* Exercise *
Transcribe only part of the material below: the lines from the one containing "PR #660, opened 2026-06-01" through the one containing "system/GraphManager.cpp", inclusive, exactly as written.

* Supplied data *
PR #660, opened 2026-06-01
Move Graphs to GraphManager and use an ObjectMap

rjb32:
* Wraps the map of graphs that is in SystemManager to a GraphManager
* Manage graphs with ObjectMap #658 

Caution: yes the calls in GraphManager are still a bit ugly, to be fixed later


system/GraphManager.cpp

* * *

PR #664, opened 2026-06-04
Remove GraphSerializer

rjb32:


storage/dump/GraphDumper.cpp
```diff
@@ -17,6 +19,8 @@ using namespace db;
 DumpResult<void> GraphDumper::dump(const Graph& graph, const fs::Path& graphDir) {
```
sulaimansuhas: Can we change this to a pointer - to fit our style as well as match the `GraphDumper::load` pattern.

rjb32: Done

* Exercise response *
PR #660, opened 2026-06-01
Move Graphs to GraphManager and use an ObjectMap

rjb32:
* Wraps the map of graphs that is in SystemManager to a GraphManager
* Manage graphs with ObjectMap #658 

Caution: yes the calls in GraphManager are still a bit ugly, to be fixed later


system/GraphManager.cpp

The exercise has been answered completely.